Studienabschlussarbeit: Masterarbeit

Abstract

Durch die wachsende Menge an digitalen Angeboten werden Empfehlungssysteme immer wichtiger, um User*innen personalisierte Empfehlungen für Items zu liefern und sie
somit in der Auswahl von Items zu unterstützen. Das Sparsity Problem im Bereich von
Empfehlungssystemen entsteht durch die geringe Menge an User*innen, welche Items
bewerten. Bei einer geringen Anzahl an Feedback für Items ist es für Empfehlungssysteme schwierig, relevante personalisierte Empfehlungen für User*innen zu erstellen.
Außerdem stellen Items mit einer kurzen Gültigkeit eine Herausforderung dar, da diese
nur innerhalb einer bestimmten Zeitspanne empfohlen werden können.
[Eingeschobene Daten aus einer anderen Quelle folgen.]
PR #194, opened 2023-04-11
docs: decision record about refactoring helm charts

paullatzelsperger:
## WHAT

adds a decision record about refactoring our helm charts as per meeting of March 20th 2023.

## WHY
outlining the reasoning and especially the technical approach behind the decision


ndr-brt (approved):
neat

Diese Arbeit zeigt Strategien zur Überwindung des Sparsity Problems auf, indem Zusatzinformationen über User*innen in die ursprünglichen Interessenswerte eingebunden
werden. Dafür wird implizites Feedback in eine numerische Interessens-Repräsentation
transformiert. Des Weiteren werden maschinelle Lernverfahren eingesetzt, welche auf
Basis von bekannten Interessen eines*einer User*in Interessenswerte für andere Kategorien vorhersagen können. Die verwendeten Methoden zur Vorhersage der Interessensinformation für User*innen sind Korrelationskoeffizienten, Matrixfaktorisierung, Singulärwertzerlegung, Assoziationsregeln, lineare Regression, Entscheidungsbäume, Gradient Boosting und Random Forest. Außerdem wird eine Möglichkeit erläutert, wie für
User*innen, über welche keine Interessen bekannt sind, Empfehlungen erstellt werden
können.
Zur Auswertung der entwickelten Strategien wird neben einer Offline-Evaluierung
auch eine Online-Evaluierung durchgeführt, indem die entwickelten Methoden auf französischen User*innen getestet werden. Dafür wurden zwei A/B-Tests mit einer Laufzeit
von je 14 Tagen durchgeführt. Beim ersten Test wird zwischen der Standard Itemreihung in Gruppe A und einer zufälligen Itemreihung in Gruppe B unterschieden. Der
zweite Test erstellt in Gruppe A Empfehlungen auf Basis der Informationen, welche
von User*innen gesammelt und in Interessenswerte transformiert werden, während in
Gruppe B diese Interessenswerte um weitere Kategorien angereichert werden, um neue
interessante Kategorien für den*die User*in zu ermitteln. Es konnte eine signifikante
Steigerung der durchschnittlichen Anzahl von Klicks auf Items durch die entwickelten
Strategien im Vergleich zu Standard bzw. randomisierten Empfehlungen erreicht werden. Außerdem kann durch die Anreicherung der Interessen von User*innen eine erhöhte
Anzahl von Klicks um 5 % festgestellt werden.
Datum der Bewilligung2024
OriginalspracheDeutsch (Österreich)
Betreuer/-inUlrich Bodenhofer (Betreuer*in)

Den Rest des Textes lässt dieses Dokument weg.